「利他的キャリア」私の場合。人とのご縁や流れに身を任せていたら今の仕事につながった_img0
 

前回のこちらの連載で「利他的キャリア」について書かせていただいたところ、複数の方から「共感した」「勇気づけられた」とコメントをいただきました。自分の「やりたいこと」を実現したり、能力を発揮するためだけでなく、周囲の人を支えたり、誰かが困っていることを解決するために行動してもいい、ということを「利他的キャリア」としてご紹介しました。

また先日、この連載の担当編集さんとお話ししていたら、「田中さんのキャリアも利他的ですね」と言っていただいて、うれしかったと同時に驚きました。私自身にはまったくそんなつもりはなかったからです。
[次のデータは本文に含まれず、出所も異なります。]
PR #734, opened 2026-06-30
Add Claude Agent extended thinking toggle

Yogitmeister:
## Summary
- add an Extended: On / Extended: Off selector beside the Claude Agent effort selector where disabling extended thinking is supported
- default the setting to Extended: Off and persist it per session metadata
- pass `thinking: { type: "disabled" }` through the Claude Agent SDK for supported Opus/Sonnet models; omit it for unsupported models
- document the new PostHog event and dashboard metric

## UX / Cost Rationale
Extended thinking is a high-impact user control because it can materially affect answer latency and token consumption. Making it explicit, per-session, and default-off avoids surprising users with slower or more expensive turns while still allowing opt-in when depth matters.

## Out of Scope
GLM 5.2 and model-list changes are intentionally not included in this PR; they should land separately.

## Validation
- `npx vitest run packages/runtime/src/ai/server/__tests__/effortLevels.test.ts packages/runtime/src/ai/server/providers/__tests__/sdkOptionsBuilder.envKeys.test.ts` passed on the upstream-main branch.
- Full runtime/electron typechecks were attempted in the upstream-main worktree but blocked by dependency mismatch from reusing the older local Yogi node_modules junctions (`better-sqlite3`, `react-diff-view`, `y-monaco`, and collab-protocol export/type errors before this feature). The same Extended Thinking change typechecked successfully in the local Yogi source tree before porting.

Reference: NIM-216


ghinkle:
Not sure what happened there. reverted bad merge. will push separately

「周囲の女性たちが幸せになったらいいな」という動機や使命感はもちろんありましたが、そのときどきの出会いや気づきに身を任せていたら、「いつのまにか今にいたっていた」という側面の方が大きい気がします。

「田中さんはどうして起業したのですか?」。こんな質問をいただくことがあります。私が共同創業者とともに会社をつくったのは2013年のこと。「女性たちがいきいき働き続けられる社会にしたい」と思ったからでした。

 

ライフとキャリアの両立に悩む女性を支援したかった


会社員時代、私は働く女性向けの雑誌で編集記者をしていました。毎日のように働く女性を取材する日々。事務職の女性もいれば、専門職、営業やマーケティング、人事などの職種の人もいましたし、職場でのポジションも新入社員から管理職、経営者まで……。
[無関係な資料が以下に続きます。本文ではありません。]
PR #739, opened 2026-07-01
fix(android): stop dropping typed words to stale draft-sync echoes

huh12312:
## Summary
- Android's session prompt input dropped letters mid-typing. A quick "hello world" would jump back to "hello wor" as soon as the debounced draft push echoed off the server; pausing let the last debounce settle and text "reappeared." That is the reported user-visible bug.
- Root cause: two paths race for `draftPrompt` in `SessionDetailScreen`. Local writes come from `OutlinedTextField.onValueChange` (every keystroke). Remote overwrites come from `SyncManager.mergeSessionMetadata` / `processSessionEntry` writing incoming `metadataBroadcast` values into Room, which triggers a `LaunchedEffect(session?.draftInput, session?.draftUpdatedAt)` that unconditionally set `draftPrompt = remoteDraft` whenever the two differed. The only existing guard, `lastSubmitAt`, was zero during active typing, so every self-echoed timestamp won and clobbered the field.
- Fix A (renderer): track `lastLocalEditAt` and reject remote drafts whose `remoteTs <= maxOf(lastSubmitAt, lastLocalEditAt)`. Live keystrokes now always beat stale echoes.
- Fix B (sync): `SyncManager` records the timestamp of every draft it pushes and gates both remote-draft merge sites (`mergeSessionMetadata`, `processSessionEntry`) via a `@VisibleForTesting internal` companion helper `shouldAcceptRemoteDraft(incoming, lastLocalPush)`. Self-echoes are dropped at the sync boundary so they never even flow through Room.

Landing both together fixes the reported symptom (A alone is sufficient) and closes the class for future two-mobile scenarios (B).

## Test plan
- [x] `./gradlew :app:testDebugUnitTest :app:assembleDebug` passes locally on JDK 17.
- [x] New `ShouldAcceptRemoteDraftTest` covers 7 cases: incoming >/=/< local push, null incoming, zero-vs-zero, never-pushed-accept-any, zero-incoming-zero-local-reject.
- [ ] Reviewer: live tablet test — type quickly for 10s in a session prompt; no drops.

### DIFF
--- a/CHANGELOG.md
+++ b/CHANGELOG.md
@@ -20,6 +20,7 @@ and this project adheres to [Semantic Versioning](https://semver.org/spec/v2.0.0
 
 ### Fixed
 - Android prompt input is no longer hidden by the soft keyboard when typing in a session.
+- Android prompt input no longer drops words while typing when the desktop echoes back a synced draft.
 - Android interactive widget responses (Commit, Allow, Approve, AskUserQuestion Submit) now reach the desktop session instead of silently doing nothing.
 - Mobile project list no longer holds onto projects that the server has dropped from the sync snapshot, and no longer wipes itself when a transient decryption failure shrinks the snapshot.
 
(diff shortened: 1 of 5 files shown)


huh12312:
Updated the branch to pull in #703 (`4a8adae`, `exportSchema = false`), which fixes the `kspDebugKotlin` → `Empty schema file` race that failed the previous Android Build run. The failure was pre-existing infrastructure flake, not caused by this PR's diff (no Room/KSP/schema touch here).

Also tested the built APK locally in an e2e test — rapid typing in the session prompt no longer drops characters to stale draft-sync echoes.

さまざまな女性を取材しましたが、「ライフとキャリアの両立ができない」「短時間勤務を選ぶと責任のある仕事をまかせてもらえない、評価されない」と悩む声が少なくありませんでした。

当時は「働き方改革」という言葉が生まれる前。リモートワーク可能な仕事は非常にめずらしく、責任のある仕事をしたいと思ったら長時間労働やオフィスに常駐するのが当たり前でした。そんな環境の中で、育児や介護などで時間的制約を受けがちな女性が、ライフとキャリアの両立に悩むことが多かったのです。

私は女性がいきいきと働き続けることを直接的に支援したいと考えて、11年勤めた会社を退職。フリーランスのライター・キャリアカウンセラーとして働き始めました。